GENERALIZED FINITE DIFFERENCE METHOD FOR BIOHEAT TRANSFER ANALYSIS ON SKIN TISSUE WITH TUMORS
Abstract
Bioheat transfer analysis is widely used in clinical medical treatment and diagnosis, such as cryosurgery, tumor hyperthermia, disease diagnosis and so on. The presence of a tumor inside healthy skin tissues makes the temperature increment in the vicinity of the tumor. This characteristic is often used to detect tumor growth in skin tissue. Therefore it is necessary to do some numerical investigation on bioheat transfer analysis. Considering the skin tissue containing tumor, a novel meshless collocation method-generalized finite difference method (GFDM) is applied to Pennes bioheat equation, which can be used to describe the heat transfer process of the skin tissue containing tumors. Based on Taylor expansion and moving least squares method, the derivative of physical quantity at each discrete node can be expressed by the linear combination of physical quantities and weight coefficients at several adjacent nodes in the GFDM. Then the linear system of equations is constructed with the unknown physical quantities at discrete nodes.
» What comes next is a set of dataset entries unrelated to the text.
Issue #884, opened 2021-11-18
FEAT: IN operator


gmcrocetti:
Hi all. Congrats for the amazing software :)

### Is your feature request related to a problem? Please describe.

It would be amazing to have the `IN` operator available in this drop-down list:
![Screenshot_20211118_152729](https://user-images.githubusercontent.com/24530683/142475332-dc362d7e-9e85-431a-ae0f-060f3b632d2b.png)

---

### Describe the solution you'd like

Have the `IN` operator available as a option.

---
### Describe alternatives you've considered

Write a raw query by myself.

---

rathboma:
Right now the best way to do this is to click the `<>` button and write a clause in SQL. I realize that's not perfect, but it is the easiest.

I think this would be a good beginner ticket for someone actually.

udhaykumarbala:
Hey, I am interested in working on this issue. can you please help me get started on the final requirement

I think "tableview/TableTable.vue" is the file, that i have to change for this issue

devcydo:
Hi! I saw some comments on the PR, can I help on this?

gmcrocetti:
Recently tested and it's working. Thank you for your time ! :)

PR #1296, opened 2022-07-09
Add IN operator to table filter #884

ianberryman:


apps/studio/src/components/tableview/TableTable.vue
```diff
@@ -553,8 +557,15 @@ export default Vue.extend({
         this.filterMode === FILTER_MODE_BUILDER &&
         this.filter.type && this.filter.field && this.filter.value
       ) {
-        
-        return [this.filter]
+        if (this.filter.type === 'in') {
+          const vals = this.filter.value.split(/,/)
```
rathboma, line 561: I think this should probably include whitespace either side of the comma - `/\s*,\s*/`

rathboma (changes requested):
looks awesome! I think we just need a single change to the regex and we're good.

rathboma:
@ianberryman looks like Cockroach (and probably redshift) doesn't support the `?` syntax for parameters. I think that's why it was using `$1`, `$2`. See the failed unit tests

apps/studio/src/lib/db/clients/utils.ts
```diff
@@ -81,6 +81,8 @@ export function buildFilterString(filters, columns = []) {
       const column = columns.find((c) => c.columnName === item.field)
       if (column && column.dataType.toUpperCase().includes('BINARY')) {
         return `HEX(${wrapIdentifier(item.field)}) ${item.type} ?`
```
rathboma, line 83: What if this is both Binary and 'IN'?

rathboma (changes requested):
You are amazing, I have two more super minor changes, then we're good to merge!

apps/studio/package.json
```diff
@@ -19,7 +19,7 @@
     "postinstall": "electron-builder install-app-deps",
     "postuninstall": "electron-builder install-app-deps",
     "release:prs": "./build/get-prs.sh",
-    "test:integration": "TEST_MODE=1 ELECTRON_RUN_AS_NODE=1 yarn electron ../../node_modules/jest/bin/jest.js --config ./jest.integration.config.js"
```
rathboma, line 22: Not sure why this was deleted? This is needed to have the tests run in the right way

rathboma: Oh, I guess this doesn't work on Windows right?

ianberryman: I'll fix that, I removed that to try to get tests working locally on Windows

Issue #1018, opened 2022-02-07
FEAT: Filter and reorder columns


bediu:
**Is your feature request related to a problem? Please describe.**
I have two problems: 
* Some columns tend to have big (jsond) data which slow beekeeperstudio down. These big data columns are absolutely unnecessary in the visual table almost all the time.  
* A lot of columns are purely functional/meta, I have basically never interacted with 90% of my columns through beekeeper studio

**Describe the solution you'd like**
The ability to ignore columns. But not just ignore them visually. It would be nice if beekeeper studio ignored it when communicating with the database as well -- this would make the app so much smoother when working with big data. 

The ability to re-arrange columns. I have asked about this feature before. This is very necessary. It is very poor UX to always scroll horizontally past 20 columns you rarely touch, just to access a target column! 

**Describe alternatives you've considered**
I haven't considered alternatives. The other tools try too hard, the beauty of beekeeper studio is simplicity compared to the rest of the monoliths out there and that is why I believe these feature requests will only add to the feeling of why people choose beekeeper studio over, say, dbweaver.

**Additional context**
Beekeeper studio has always been open in my taskbar for over half a year now. Please consider adding these power user features. 

**Database type, if appropriate**
Postgresql

azmy60:
@rathboma I'll try to make PR for the filter. It will look similar to this.
![Screenshot_2022-07-18_15-13-52](https://user-images.githubusercontent.com/38707148/179471763-6b80cc07-e20f-4abd-aa48-b89c9edc04bc.png)

bediu:
@azmy60 I'll buy you a beer if this PR makes it in next version

PR #1221, opened 2022-05-10
feat: make rows selectable

ad-on-is:
beekeeper-selectable

I implemented the selectable option for tabulator and added styling to the selected rows.

PR #1310, opened 2022-07-20
Add Column Filter

azmy60:
Mentioned in #1018, this pr only has column filter (does not include column reorder).

Peek 2022-07-21 23-50

Tasks:
- [x] Implement Column Filter
- [x] Implement tests for custom select query


bediu:
@azmy60 I think drag and drop functionality inside the very same list as it is in the GIF would be more than enough for now. 
 
The other option is to re-order columns as they are in the main table with drag and drop, but this one might have a lot of implications & side effects. 

Just my opinion.

azmy60:
@bediu You're right. The first option is simpler. It also makes more sense to put two similar concepts together in one group, in my opinion.

apps/studio/src/components/tableview/TableTable.vue
```diff
@@ -1089,6 +1104,28 @@ export default Vue.extend({
       pendingUpdate.cell.getElement().classList.remove('edited')
       pendingUpdate.cell.getElement().classList.remove('edit-error')
     },
+    showColumnFilterModal() {
+      this.$modal.show('column-filter-modal', {
+        allColumns: [...this.table.columns],
+        selectedColumnNames: [...this.selectedColumnNames],
+        onApply: (selectedColumnNames) => {
```
rathboma, line 1111: So instead of providing `allColumns`, `selectedColumns`, and `onApply` to the modal function (which I recognize as the React-way to do this), in Vue you're best to provide properties and callbacks to the component. This will also make it more consistent with the rest of the App. The component itself can filter 


```vue
<ColumnFilterModal :columns="columnsWithFilterAndOrder" @changed="applyColumnChanges" />

```

apps/studio/src/lib/db/clients/sqlserver.js
```diff
@@ -118,7 +118,8 @@ function buildFilterString(filters) {
   return filterString
 }
 
-function genSelectOld(table, offset, limit, orderBy, filters, schema) {
+function genSelectOld(table, offset, limit, orderBy, filters, schema, selects) {
+  const selectString = selects.join(', ')
```
rathboma, line 122: The column names need escaping here - `selects.map((s) => wrapIdentifier(s)).join(", ")`

apps/studio/src/lib/db/clients/sqlserver.js
```diff
@@ -174,12 +175,13 @@ function genCountQuery(table, filters, schema) {
...
 }
 
-function genSelectNew(table, offset, limit, orderBy, filters, schema) {
+function genSelectNew(table, offset, limit, orderBy, filters, schema, selects) {
   const filterString = _.isString(filters) ? `WHERE ${filters}` : buildFilterString(filters)
 
   const orderByString = genOrderByString(orderBy)
   const schemaString = schema ? `${wrapIdentifier(schema)}.` : ''
 
+  const selectSQL = `SELECT ${selects.join(', ')}`
```
rathboma, line 184: same here

apps/studio/src/lib/db/clients/utils.ts
```diff
@@ -117,6 +117,7 @@ export function buildSelectTopQuery(table, offset, limit, orderBy, filters, coun
     filterParams = filterBlob.filterParams
   }
 
+  const selectSQL = `SELECT ${selects.join(', ')}`
```
rathboma, line 120: same here!

apps/studio/tests/lib/db.ts
```diff
@@ -305,6 +305,27 @@ export class DBTestUtil {
     expect(result).toMatchObject(['pears'])
   }
 
+  async columnFilterTests() {
```
rathboma, line 308: You++ Amazing adding tests!!

rathboma (changes requested):
This is amazing! I only have a couple of minor changes for readability + SQL safety.

Once you're done, let me know, and I can add code to persist the changes to the database so it persists across sessions.

azmy60:
@rathboma Thanks for the feedbacks! I'm making the fixes today.

azmy60:
@rathboma Some tests fail when we use `wrapIdentifier()`

rathboma:
@azmy60 Can you fix the conflict, then I'll merge it!

azmy60:
@rathboma I'm on it

rathboma:
I'm combining this with #1221 and adding a settings column header to control filtered columns and column ordering. check it out:
row-selection

*coming soon

azmy60:
@rathboma I've been thinking about this that moving the column header of the table to re-order is probably the simplest ux, in my opinion. I've seen DataGrip has this feature too. Also, the implementation is made very simple! Thanks to Tabulator for providing the [moveableColumn](http://tabulator.info/docs/5.3/move#columns) feature.

bediu:
@azmy60  @rathboma 

What happened to this feature? Still haven't seen it live?

azmy60:
There was an [issue](https://github.com/olifolkerd/tabulator/issues/3886) where the columns are misaligned when the filter is performed. Once the tabulator 5.4 is released, I think it'd be safe to launch this feature :)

The proposed method not only has the advantages without mesh and numerical integration, but also overcomes the problem of highly ill-conditioned resultant matrix in most meshless collocation methods. It provides a possibility for the application of this kind of methods in large-scale engineering numerical calculation. The GFDM numerical model for simulating the bioheat transfer process in skin tissue with tumors is first introduced. Then the numerical accuracy and convergence of the GFDM are verified through some benchmark examples with/without regular-shaped tumors. Finally the effects of the arbitrary-shaped tumor including the location, geometry and size on the thermal behavior inside the skin tissue are investigated.